Top of DATA
PR #205, opened 2018-11-25
Recover from process restart

OrenZak:
#### Main purpose:
Crash after Android OS has restarted the application process.
#### Technical description:
- Create InitProvider, so we can initiate all our repos on app start.
- Separate start into: `initialize` and `login` method, where the `initialize` are being called by our InitProvider and `login` by the developer.
- There are no network calls in `initialize`.
- Added login callback so the developer will have the ability to know when he can show the kin icon/ interact with the user account.
#### Dilemmas you faced with? 
How to init all our repos on app start without the developer to do something.
#### Tests:
Update the tests to the current implementation.
#### Documentation:
Updated according to the current implementation.


sdk/src/main/java/com/kin/ecosystem/Kin.java
```diff
@@ -74,27 +84,106 @@ private static Kin getInstance() {
 		return instance;
 	}
 
-	public static void start(@NonNull Context appContext, @NonNull WhitelistData whitelistData,
-		@NonNull KinEnvironment environment)
-		throws ClientException, BlockchainException {
+	synchronized static void initialize(Context appContext) throws ClientException {
```
YohayBar, line 87: does it need to be synchronized?

app/src/main/AndroidManifest.xml
```diff
@@ -14,6 +14,9 @@
         android:theme="@style/AppTheme"
         android:name=".App">
 
+        <meta-data android:name="com.kin.ecosystem.sdk.EnvironmentName" android:value="beta"/>
```
YohayBar: It will be safer is name will be preset as a string resource 
```
<meta-data
    android:name="com.facebook.sdk.ApplicationId"
    android:value="@string/kinecosystem_enviorment_beta" />
```
You can define kinecosystem_enviorment_beta in strings.xml or from gradle

app/src/main/java/com/ecosystem/kin/app/App.java
```diff
@@ -2,47 +2,70 @@
...
+                    public void onResponse(Void response) {
+                        Log.d(TAG, "JWT onResponse: login");
+                    }
+
+                    @Override
+                    public void onFailure(KinEcosystemException exception) {
+                        Log.e(TAG, "JWT onFailure: " + exception.getMessage());
+                    }
+                });
+            } catch (BlockchainException e) {
```
YohayBar: why do we need both try-catch for BlockchainException if we have onFailure callback?

app/src/main/java/com/ecosystem/kin/app/App.java
```diff
@@ -2,47 +2,70 @@
...
+                    public void onResponse(Void response) {
+                        Log.d(TAG, "WhiteList onResponse: login");
+                    }
+
+                    @Override
+                    public void onFailure(KinEcosystemException exception) {
+                        Log.e(TAG, "WhiteList onFailure: " + exception.getMessage());
+                    }
+                });
+            } catch (BlockchainException e) {
```
YohayBar: same

core/src/main/java/com/kin/ecosystem/core/accountmanager/AccountManagerImpl.java
```diff
@@ -152,6 +159,7 @@ public void onResponse(Void response) {
 
 						@Override
 						public void onFailure(KinEcosystemException error) {
+							instance.error = error;
```
YohayBar, line 162: also in switchAccount?

core/src/main/java/com/kin/ecosystem/core/data/auth/AuthLocalData.java
```diff
@@ -60,6 +60,23 @@ public void setSignInData(@NonNull final SignInData signInData) {
...
+	public SignInData getSignInData() {
+		final String deviceID = signInSharedPreferences.getString(DEVICE_ID_KEY, null);
+		final String publicAddress = signInSharedPreferences.getString(PUBLIC_ADDRESS_KEY, null);
+		final String signInType = signInSharedPreferences.getString(TYPE_KEY, null);
+		final String jwt = signInSharedPreferences.getString(JWT_KEY, null);
+		final String userID = signInSharedPreferences.getString(USER_ID_KEY, null);
+		final String appID = signInSharedPreferences.getString(APP_ID_KEY, null);
+		if (deviceID != null && publicAddress != null && signInType != null && jwt != null && userID != null
+			&& appID != null) {
+			return new SignInData().deviceId(deviceID).walletAddress(publicAddress)
```
YohayBar, line 73: you can serialize and descrilze SignInData to/from json string and get/set signInSharedPreferences once

core/src/main/java/com/kin/ecosystem/core/data/auth/AuthRepository.java
```diff
@@ -33,6 +33,8 @@ private AuthRepository(@NonNull AuthDataSource.Local local,
 		@NonNull AuthDataSource.Remote remote) {
 		this.localData = local;
 		this.remoteData = remote;
+		this.cachedSignInData = local.getSignInData();
```
YohayBar, line 36: should happen but just to be on the safe side also check cachedSignInData != null in updateWalletAddress()

core/src/main/java/com/kin/ecosystem/core/data/blockchain/BlockchainSourceImpl.java
```diff
@@ -98,20 +98,31 @@ public static BlockchainSourceImpl getInstance() {
...
 	}
 
-	private void createKinAccountIfNeeded() throws BlockchainException {
-		int accountIndex = local.getAccountIndex();
+	private void initAccount() {
 		if (kinClient.hasAccount()) {
-			account = kinClient.getAccount(accountIndex);
-		} else {
+			if (account == null) {
+				account = kinClient.getAccount(activeAccountIndex);
```
YohayBar: get account could be  a bit heavy operation when the app just starts

YohayBar: do we have to get the account in init phase?

sdk/src/main/java/com/kin/ecosystem/Kin.java
OrenZak: yes to be on the safe side.

app/src/main/AndroidManifest.xml
OrenZak: 👍

app/src/main/java/com/ecosystem/kin/app/App.java
OrenZak: nice catch :)

core/src/main/java/com/kin/ecosystem/core/accountmanager/AccountManagerImpl.java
Bottom of DATA
**TASK REQUIREMENTS**
Repeat each record word for word.

**YOUR RESPONSE**
PR #205, opened 2018-11-25
Recover from process restart

OrenZak:
#### Main purpose:
Crash after Android OS has restarted the application process.
#### Technical description:
- Create InitProvider, so we can initiate all our repos on app start.
- Separate start into: `initialize` and `login` method, where the `initialize` are being called by our InitProvider and `login` by the developer.
- There are no network calls in `initialize`.
- Added login callback so the developer will have the ability to know when he can show the kin icon/ interact with the user account.
#### Dilemmas you faced with? 
How to init all our repos on app start without the developer to do something.
#### Tests:
Update the tests to the current implementation.
#### Documentation:
Updated according to the current implementation.


sdk/src/main/java/com/kin/ecosystem/Kin.java
```diff
@@ -74,27 +84,106 @@ private static Kin getInstance() {
 		return instance;
 	}
 
-	public static void start(@NonNull Context appContext, @NonNull WhitelistData whitelistData,
-		@NonNull KinEnvironment environment)
-		throws ClientException, BlockchainException {
+	synchronized static void initialize(Context appContext) throws ClientException {
```
YohayBar, line 87: does it need to be synchronized?

app/src/main/AndroidManifest.xml
```diff
@@ -14,6 +14,9 @@
         android:theme="@style/AppTheme"
         android:name=".App">
 
+        <meta-data android:name="com.kin.ecosystem.sdk.EnvironmentName" android:value="beta"/>
```
YohayBar: It will be safer is name will be preset as a string resource 
```
<meta-data
    android:name="com.facebook.sdk.ApplicationId"
    android:value="@string/kinecosystem_enviorment_beta" />
```
You can define kinecosystem_enviorment_beta in strings.xml or from gradle

app/src/main/java/com/ecosystem/kin/app/App.java
```diff
@@ -2,47 +2,70 @@
...
+                    public void onResponse(Void response) {
+                        Log.d(TAG, "JWT onResponse: login");
+                    }
+
+                    @Override
+                    public void onFailure(KinEcosystemException exception) {
+                        Log.e(TAG, "JWT onFailure: " + exception.getMessage());
+                    }
+                });
+            } catch (BlockchainException e) {
```
YohayBar: why do we need both try-catch for BlockchainException if we have onFailure callback?

app/src/main/java/com/ecosystem/kin/app/App.java
```diff
@@ -2,47 +2,70 @@
...
+                    public void onResponse(Void response) {
+                        Log.d(TAG, "WhiteList onResponse: login");
+                    }
+
+                    @Override
+                    public void onFailure(KinEcosystemException exception) {
+                        Log.e(TAG, "WhiteList onFailure: " + exception.getMessage());
+                    }
+                });
+            } catch (BlockchainException e) {
```
YohayBar: same

core/src/main/java/com/kin/ecosystem/core/accountmanager/AccountManagerImpl.java
```diff
@@ -152,6 +159,7 @@ public void onResponse(Void response) {
 
 						@Override
 						public void onFailure(KinEcosystemException error) {
+							instance.error = error;
```
YohayBar, line 162: also in switchAccount?

core/src/main/java/com/kin/ecosystem/core/data/auth/AuthLocalData.java
```diff
@@ -60,6 +60,23 @@ public void setSignInData(@NonNull final SignInData signInData) {
...
+	public SignInData getSignInData() {
+		final String deviceID = signInSharedPreferences.getString(DEVICE_ID_KEY, null);
+		final String publicAddress = signInSharedPreferences.getString(PUBLIC_ADDRESS_KEY, null);
+		final String signInType = signInSharedPreferences.getString(TYPE_KEY, null);
+		final String jwt = signInSharedPreferences.getString(JWT_KEY, null);
+		final String userID = signInSharedPreferences.getString(USER_ID_KEY, null);
+		final String appID = signInSharedPreferences.getString(APP_ID_KEY, null);
+		if (deviceID != null && publicAddress != null && signInType != null && jwt != null && userID != null
+			&& appID != null) {
+			return new SignInData().deviceId(deviceID).walletAddress(publicAddress)
```
YohayBar, line 73: you can serialize and descrilze SignInData to/from json string and get/set signInSharedPreferences once

core/src/main/java/com/kin/ecosystem/core/data/auth/AuthRepository.java
```diff
@@ -33,6 +33,8 @@ private AuthRepository(@NonNull AuthDataSource.Local local,
 		@NonNull AuthDataSource.Remote remote) {
 		this.localData = local;
 		this.remoteData = remote;
+		this.cachedSignInData = local.getSignInData();
```
YohayBar, line 36: should happen but just to be on the safe side also check cachedSignInData != null in updateWalletAddress()

core/src/main/java/com/kin/ecosystem/core/data/blockchain/BlockchainSourceImpl.java
```diff
@@ -98,20 +98,31 @@ public static BlockchainSourceImpl getInstance() {
...
 	}
 
-	private void createKinAccountIfNeeded() throws BlockchainException {
-		int accountIndex = local.getAccountIndex();
+	private void initAccount() {
 		if (kinClient.hasAccount()) {
-			account = kinClient.getAccount(accountIndex);
-		} else {
+			if (account == null) {
+				account = kinClient.getAccount(activeAccountIndex);
```
YohayBar: get account could be  a bit heavy operation when the app just starts

YohayBar: do we have to get the account in init phase?

sdk/src/main/java/com/kin/ecosystem/Kin.java
OrenZak: yes to be on the safe side.

app/src/main/AndroidManifest.xml
OrenZak: 👍

app/src/main/java/com/ecosystem/kin/app/App.java
OrenZak: nice catch :)

core/src/main/java/com/kin/ecosystem/core/accountmanager/AccountManagerImpl.java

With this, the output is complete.